Task to carry out:
Your answer must consist of every line from the data below that includes the word "readonly".

------------------------------------

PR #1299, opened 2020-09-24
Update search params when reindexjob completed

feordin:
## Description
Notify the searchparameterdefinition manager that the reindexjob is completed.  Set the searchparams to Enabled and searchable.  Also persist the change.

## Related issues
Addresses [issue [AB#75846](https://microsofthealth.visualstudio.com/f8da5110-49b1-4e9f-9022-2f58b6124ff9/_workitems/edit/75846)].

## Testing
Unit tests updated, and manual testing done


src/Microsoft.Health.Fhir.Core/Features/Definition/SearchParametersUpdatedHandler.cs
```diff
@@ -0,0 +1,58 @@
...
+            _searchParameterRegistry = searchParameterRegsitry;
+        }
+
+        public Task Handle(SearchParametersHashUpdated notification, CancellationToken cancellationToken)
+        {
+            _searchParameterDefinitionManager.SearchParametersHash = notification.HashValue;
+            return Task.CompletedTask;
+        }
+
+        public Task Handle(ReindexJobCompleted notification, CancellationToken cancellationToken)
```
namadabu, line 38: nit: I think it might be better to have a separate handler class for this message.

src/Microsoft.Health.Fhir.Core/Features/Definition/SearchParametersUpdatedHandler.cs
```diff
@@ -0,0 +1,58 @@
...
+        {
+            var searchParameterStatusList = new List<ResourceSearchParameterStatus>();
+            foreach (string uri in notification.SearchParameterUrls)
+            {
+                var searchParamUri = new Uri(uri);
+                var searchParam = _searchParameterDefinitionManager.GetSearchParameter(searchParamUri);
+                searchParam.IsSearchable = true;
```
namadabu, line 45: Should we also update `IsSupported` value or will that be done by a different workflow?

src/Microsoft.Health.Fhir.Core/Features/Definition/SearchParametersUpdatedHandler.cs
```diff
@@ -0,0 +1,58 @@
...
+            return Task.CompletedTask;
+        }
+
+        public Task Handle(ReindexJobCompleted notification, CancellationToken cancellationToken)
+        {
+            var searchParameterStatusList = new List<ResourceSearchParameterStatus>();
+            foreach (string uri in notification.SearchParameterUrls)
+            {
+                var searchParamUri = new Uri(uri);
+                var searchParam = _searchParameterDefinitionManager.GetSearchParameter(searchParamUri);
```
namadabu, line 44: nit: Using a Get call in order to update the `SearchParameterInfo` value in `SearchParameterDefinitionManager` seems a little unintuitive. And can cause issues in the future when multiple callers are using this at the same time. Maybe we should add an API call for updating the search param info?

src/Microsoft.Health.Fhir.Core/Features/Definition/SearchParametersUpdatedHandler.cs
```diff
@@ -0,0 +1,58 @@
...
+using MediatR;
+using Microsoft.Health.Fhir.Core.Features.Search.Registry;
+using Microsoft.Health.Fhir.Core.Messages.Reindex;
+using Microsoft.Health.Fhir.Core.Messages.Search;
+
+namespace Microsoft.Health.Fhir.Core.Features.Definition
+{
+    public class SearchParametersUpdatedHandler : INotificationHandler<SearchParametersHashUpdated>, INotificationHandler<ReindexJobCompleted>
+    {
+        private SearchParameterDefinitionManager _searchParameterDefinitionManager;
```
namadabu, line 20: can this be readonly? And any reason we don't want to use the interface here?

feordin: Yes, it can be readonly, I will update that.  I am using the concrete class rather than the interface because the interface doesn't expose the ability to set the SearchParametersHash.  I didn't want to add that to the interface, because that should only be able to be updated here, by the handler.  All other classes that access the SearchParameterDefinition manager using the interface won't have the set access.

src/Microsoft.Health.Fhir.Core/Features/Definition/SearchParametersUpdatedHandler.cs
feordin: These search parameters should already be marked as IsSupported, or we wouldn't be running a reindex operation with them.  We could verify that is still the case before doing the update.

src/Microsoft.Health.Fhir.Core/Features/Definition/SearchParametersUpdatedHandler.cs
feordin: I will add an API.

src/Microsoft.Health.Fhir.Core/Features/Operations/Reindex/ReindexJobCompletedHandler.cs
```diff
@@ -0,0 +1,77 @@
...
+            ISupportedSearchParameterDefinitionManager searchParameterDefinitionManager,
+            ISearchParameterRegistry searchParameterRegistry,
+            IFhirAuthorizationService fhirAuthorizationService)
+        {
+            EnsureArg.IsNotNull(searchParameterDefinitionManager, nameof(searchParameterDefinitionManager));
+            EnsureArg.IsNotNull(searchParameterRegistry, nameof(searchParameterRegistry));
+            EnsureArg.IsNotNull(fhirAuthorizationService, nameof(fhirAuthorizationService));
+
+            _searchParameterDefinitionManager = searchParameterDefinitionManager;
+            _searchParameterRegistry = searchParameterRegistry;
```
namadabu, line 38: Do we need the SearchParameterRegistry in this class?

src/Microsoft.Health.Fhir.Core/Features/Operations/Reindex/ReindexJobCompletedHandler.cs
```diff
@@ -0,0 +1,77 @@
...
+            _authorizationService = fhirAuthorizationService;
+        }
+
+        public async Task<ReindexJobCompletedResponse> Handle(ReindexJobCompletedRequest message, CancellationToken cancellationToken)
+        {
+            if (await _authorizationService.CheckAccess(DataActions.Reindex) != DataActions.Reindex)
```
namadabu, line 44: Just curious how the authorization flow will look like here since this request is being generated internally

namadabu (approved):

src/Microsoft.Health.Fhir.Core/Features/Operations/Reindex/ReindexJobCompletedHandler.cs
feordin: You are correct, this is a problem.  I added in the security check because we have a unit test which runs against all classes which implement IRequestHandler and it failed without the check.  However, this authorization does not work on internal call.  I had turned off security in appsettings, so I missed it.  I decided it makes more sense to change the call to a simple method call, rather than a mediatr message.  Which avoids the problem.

------------------------------------

Exercise response:
namadabu, line 20: can this be readonly? And any reason we don't want to use the interface here?
feordin: Yes, it can be readonly, I will update that.  I am using the concrete class rather than the interface because the interface doesn't expose the ability to set the SearchParametersHash.  I didn't want to add that to the interface, because that should only be able to be updated here, by the handler.  All other classes that access the SearchParameterDefinition manager using the interface won't have the set access.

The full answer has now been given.